ACTIVITY: No line of the records may be dropped; print them all again exactly.

EXERCISE INPUTS:
PR #1286, opened 2022-02-04
Preview: upgrade to ocamlformat.0.21.0

gpetiot:
This is a preview of the formatting of your project codebase with the upcoming `ocamlformat.0.21.0`. Note that this package is not yet released in opam (so the linting/formatting task of your CI won't pass), the formatting might also change slightly in the released version as we try to integrate feedback from our users.

The changes on this project are due to:
- the separators of codeblocks `{[]}` in doc-comments are now placed on their own line, this is the new syntax agreed upon with other tools handling odoc comments.

As always, we are happy to hear your feedback!  Thank you for using ocamlformat!

### DIFF
--- a/.ocamlformat
+++ b/.ocamlformat
@@ -1,4 +1,4 @@
-version = 0.20.1
+version = 0.21.0
 profile = conventional
 break-infix = fit-or-vertical
 parse-docstrings = true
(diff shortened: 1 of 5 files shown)


dinosaure:
Thanks, seems fine for me.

RESPONSE BOX:
PR #1286, opened 2022-02-04
Preview: upgrade to ocamlformat.0.21.0

gpetiot:
This is a preview of the formatting of your project codebase with the upcoming `ocamlformat.0.21.0`. Note that this package is not yet released in opam (so the linting/formatting task of your CI won't pass), the formatting might also change slightly in the released version as we try to integrate feedback from our users.

The changes on this project are due to:
- the separators of codeblocks `{[]}` in doc-comments are now placed on their own line, this is the new syntax agreed upon with other tools handling odoc comments.

As always, we are happy to hear your feedback!  Thank you for using ocamlformat!

### DIFF
--- a/.ocamlformat
+++ b/.ocamlformat
@@ -1,4 +1,4 @@
-version = 0.20.1
+version = 0.21.0
 profile = conventional
 break-infix = fit-or-vertical
 parse-docstrings = true
(diff shortened: 1 of 5 files shown)


dinosaure:
Thanks, seems fine for me.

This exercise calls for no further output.